**EXERCISE PROMPT**
From the top of the entries below through the line containing "## 💬 Description", return every line exactly as written, please, and stop there.

Dataset entries
PR #69, opened 2023-08-26
[LoMaply] iP

LoMaply:
# 🪶 Jyuuni 🪶 
> "Easy, Fast, Efficient." -Me
> "Truly one of the chatbots of all time." -Myself
> "For free?" -I
## 💬 Description
Jyuuni is a helpful chatbot aiming to help users organise their tasks. Some of its more useful features include:
- **Todo/Deadline/Event** 3 preformatted task types users can add to their list.
- **Mark/Unmark** tasks as completed or uncompleted.
- **Search** for specific tasks using keywords.

***And more*** all in an easy to use command line interface.

## ▶️ Running the project
1. [Download/Fork](https://github.com/nus-cs2103-AY2324S1/ip) the project.
2. Open it in an IDE of choice.
3. Navigate to **src/main/java/gui/Launcher.java**.
4. Run the following main method.
```java
    Application.launch(Main.class, args);
}
```
### 📔 Additional Note
To change the default location of the data file used to load and store chatbot data, navigate to 
**src/main/java/duke/Duke.java** and change the file location used in the storage field of the Duke constructor.
```java
public Duke() {
    storage = new Storage("./data");
    taskList = new TaskList();
}
```

## ⌛ ~~Future~~ Tentative Features & Updates
- [x] Add/Delete/Mark/Unmark tasks.
- [x] List/Search tasks.
- [x] Load/Save data across sessions.
- [x] An all new GUI for easier user access.
- [ ] View schedule for a chosen day???

Could [this](https://www.youtube.com/watch?v=E2xNlzsnPCQ&t=111s) be butterfly?


src/main/java/duke/Parser.java
```diff
@@ -0,0 +1,134 @@
...
+     * Parses and acts on user input for chatbot.
+     *
+     * @param userInput String to be parsed.
+     * @param taskList TaskList to be modified based on command used.
+     * @return boolean to determine if chatbot should wait for next command.
+     */
+    public static boolean parseCommand(String userInput, TaskList taskList) {
+        String[] splitInput = userInput.split(" ", 2); // Limit 2 to only separate out command word.
+        switch (splitInput[0]) {
+        case "mark":
```
andytoh1, line 194: I like that the coding standard of not indenting case clauses is adhered to.

src/main/java/taskutil/Task.java
```diff
@@ -0,0 +1,71 @@
...
+    public String toString() {
+        return String.format("[%s] %s", this.getStatus(), title);
+    }
+
+    /**
+     * Returns a base string to be used for storing in data file.
+     *
+     * @return Formatted string, to be further modified by overriding methods in child classes.
+     */
+    public String toFileString() {
```
andytoh1, line 77: Perhaps naming these methods "getString" and "getFileString" would better adhere to the requirement of method names being verbs.

src/main/java/duke/Parser.java
```diff
@@ -0,0 +1,134 @@
...
+            break;
+        case "list":
+            Ui.output(taskList.listToString());
+            break;
+        case "end":
+            Ui.output("Come back if you need anything else!");
+            return false;
+        default:
+            Ui.output("Sorry, I don't recognise this comment :(");
+            break;
```
andytoh1: Perhaps this break statement can be omitted, as was done in the Storage class.

andytoh1 (commented):
Very clean code with stringent and graceful error handling.

src/main/java/taskutil/Task.java
LoMaply: Personally I feel that using **getString** and **getFileString** might suggest that the Task object has a String variable that can be "obtained" (which to be fair it has a title variable but it isn't meant to be accessed directly).

Thus using **toString** and **toFileString** keeps it more in line with Java's default **toString** method for objects where we are simply converting an object to its string representation.

But thanks for the suggestion anyway!

src/test/java/duke/ParserTest.java
```diff
@@ -0,0 +1,19 @@
...
+import org.junit.jupiter.api.Test;
+
+public class ParserTest {
+
+
+    @Test
+    public void parseDate_exceptionThrown_success() {
+        try {
+            Parser.parseDate("idk");
+        } catch (DateTimeParseException e) {
```
ruiyangzh, line 15: To make this test more complete you can have a fail() after line 14, to represent a test fail if the code executes without the correct exception. You can also use assertThrows instead of a try/catch.

src/test/java/taskutil/TaskListTest.java
```diff
@@ -0,0 +1,61 @@
...
+
+        Assertions.assertEquals("D |   | Finish homework | 12.04.2020 1530\n", tasks.listToStringData());
+
+        tasks.deleteTask(0);
+
+        Assertions.assertEquals("", tasks.listToStringData());
+    }
+
+    @Test
+    public void changeStatus_listToStringData_correctOutput() {
```
ruiyangzh, line 30: Nice compliant method names on the Junit tests.

src/main/java/taskutil/Task.java
```diff
@@ -0,0 +1,71 @@
...
+    public String getStatus() {
+        return (isDone ? "X" : " ");
+    }
+
+    /**
+     * Modifies status of current task.
+     *
+     * @param isCompleted New status of task.
+     */
+    public void changeStatus(boolean isCompleted) {
```
ruiyangzh: maybe a bit of a nitpick, but should it be setStatus? (since it could be the same as the current status, e.g)

src/main/java/taskutil/Task.java
```diff
@@ -0,0 +1,71 @@
...
+    }
+
+    /**
+     * Gets completed status of task.
+     *
+     * @return X if task is completed, a blank space otherwise.
+     */
+    public String getStatus() {
+        return (isDone ? "X" : " ");
+    }
```
ruiyangzh, line 42: getStatus seems to imply the method is returning a boolean, not a String.

src/main/java/duke/Parser.java
```diff
@@ -0,0 +1,137 @@
...
+            } catch (DateTimeParseException e) { // Date not formatted properly
+                Ui.setOutMessage("Try the date format [dd.mm.yyyy tttt]:"
+                        + "\n       eg. [05.08.2020 1500] for 5 Aug 2020, 3PM");
+            }
+            break;
+        case "event":
+            // Using 1 split statement that splits by /(from|to) allows wrong combos like "/to x /from x".
+            try {
+                String[] eventVar = splitInput[1].split(" /from ", 2);
+                String[] times = eventVar[1].split(" /to ", 2);
```
ruiyangzh: Another nitpick, should this be in plurals (eventVars)?

ruiyangzh (commented):
Generally not too much to say, well-thought out. more junit test types can be used to test more efficiently and extensively.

**FINISHED EXERCISE**
PR #69, opened 2023-08-26
[LoMaply] iP

LoMaply:
# 🪶 Jyuuni 🪶 
> "Easy, Fast, Efficient." -Me
> "Truly one of the chatbots of all time." -Myself
> "For free?" -I
## 💬 Description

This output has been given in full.